• **PROBLEM TO SOLVE**
All of the entries must be duplicated exactly.

─── DATASET RECORDS ───

PR #2326, opened 2022-01-20
fix: DE46746 fix usage of ActivityEditorMixin

mdulat:
https://rally1.rallydev.com/#/?detail=/defect/622230285877&fdp=true

I think the problem was that the `ActivityEditorMixin` wasn't getting the `store` in the constructor because it wasn't listed as the first mixin, so it wasn't being included in the list of components to wait for before going out of skeleton mode. 

I fixed this everywhere the mixin wasn't listed at the beginning, as well as some other small cleanups.

Will have to test this on quad because it's not reproducible locally, as it's a timing issue (i.e. order in which GETs are completed).


components/d2l-activity-editor/d2l-activity-assignment-editor/d2l-activity-assignment-availability-editor.js
```diff
@@ -14,15 +14,7 @@ import { MobxLitElement } from '@adobe/lit-mobx';
 import { SkeletonMixin } from '@brightspace-ui/core/components/skeleton/skeleton-mixin.js';
 import { shared as store } from '../state/activity-store.js';
 
-class ActivityAssignmentAvailabilityEditor extends SkeletonMixin(LocalizeActivityAssignmentEditorMixin(ActivityEditorMixin(MobxLitElement))) {
-
-	static get properties() {
```
dustxd, line 19: would removing this affect calls like `this.href` and `this.token`?

components/d2l-activity-editor/d2l-activity-editor-footer.js
```diff
@@ -2,13 +2,12 @@ import './d2l-activity-editor-buttons.js';
 import './d2l-activity-visibility-editor.js';
 import { AsyncContainerMixin, asyncStates } from '@brightspace-ui/core/mixins/async-container/async-container-mixin.js';
 import { css, html, LitElement } from 'lit-element/lit-element.js';
-import { ActivityEditorMixin } from './mixins/d2l-activity-editor-mixin.js';
 import { LocalizeActivityEditorMixin } from './mixins/d2l-activity-editor-lang-mixin';
 import { RtlMixin } from '@brightspace-ui/core/mixins/rtl-mixin.js';
 import { SaveStatusMixin } from './save-status-mixin.js';
 import { SkeletonMixin } from '@brightspace-ui/core/components/skeleton/skeleton-mixin.js';
 
-class ActivityEditorFooter extends SkeletonMixin(AsyncContainerMixin(SaveStatusMixin(ActivityEditorMixin(RtlMixin(LocalizeActivityEditorMixin(LitElement)))))) {
```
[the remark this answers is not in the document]
mdulat: Yeah, this component doesn't load anything directly, so it doesn't need this mixin.

components/d2l-activity-editor/d2l-activity-assignment-editor/d2l-activity-assignment-availability-editor.js
mdulat: Nope, those are defined within `ActivityEditorMixin` so don't need to be re-defined here.

dustxd: I see 😄

dustxd (approved):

───

• **SOLUTION TO THIS PROBLEM**
PR #2326, opened 2022-01-20
fix: DE46746 fix usage of ActivityEditorMixin

mdulat:
https://rally1.rallydev.com/#/?detail=/defect/622230285877&fdp=true

I think the problem was that the `ActivityEditorMixin` wasn't getting the `store` in the constructor because it wasn't listed as the first mixin, so it wasn't being included in the list of components to wait for before going out of skeleton mode. 

I fixed this everywhere the mixin wasn't listed at the beginning, as well as some other small cleanups.

Will have to test this on quad because it's not reproducible locally, as it's a timing issue (i.e. order in which GETs are completed).


components/d2l-activity-editor/d2l-activity-assignment-editor/d2l-activity-assignment-availability-editor.js
```diff
@@ -14,15 +14,7 @@ import { MobxLitElement } from '@adobe/lit-mobx';
 import { SkeletonMixin } from '@brightspace-ui/core/components/skeleton/skeleton-mixin.js';
 import { shared as store } from '../state/activity-store.js';
 
-class ActivityAssignmentAvailabilityEditor extends SkeletonMixin(LocalizeActivityAssignmentEditorMixin(ActivityEditorMixin(MobxLitElement))) {
-
-	static get properties() {
```
dustxd, line 19: would removing this affect calls like `this.href` and `this.token`?

components/d2l-activity-editor/d2l-activity-editor-footer.js
```diff
@@ -2,13 +2,12 @@ import './d2l-activity-editor-buttons.js';
 import './d2l-activity-visibility-editor.js';
 import { AsyncContainerMixin, asyncStates } from '@brightspace-ui/core/mixins/async-container/async-container-mixin.js';
 import { css, html, LitElement } from 'lit-element/lit-element.js';
-import { ActivityEditorMixin } from './mixins/d2l-activity-editor-mixin.js';
 import { LocalizeActivityEditorMixin } from './mixins/d2l-activity-editor-lang-mixin';
 import { RtlMixin } from '@brightspace-ui/core/mixins/rtl-mixin.js';
 import { SaveStatusMixin } from './save-status-mixin.js';
 import { SkeletonMixin } from '@brightspace-ui/core/components/skeleton/skeleton-mixin.js';
 
-class ActivityEditorFooter extends SkeletonMixin(AsyncContainerMixin(SaveStatusMixin(ActivityEditorMixin(RtlMixin(LocalizeActivityEditorMixin(LitElement)))))) {
```
[the remark this answers is not in the document]
mdulat: Yeah, this component doesn't load anything directly, so it doesn't need this mixin.

components/d2l-activity-editor/d2l-activity-assignment-editor/d2l-activity-assignment-availability-editor.js
mdulat: Nope, those are defined within `ActivityEditorMixin` so don't need to be re-defined here.

dustxd: I see 😄

dustxd (approved):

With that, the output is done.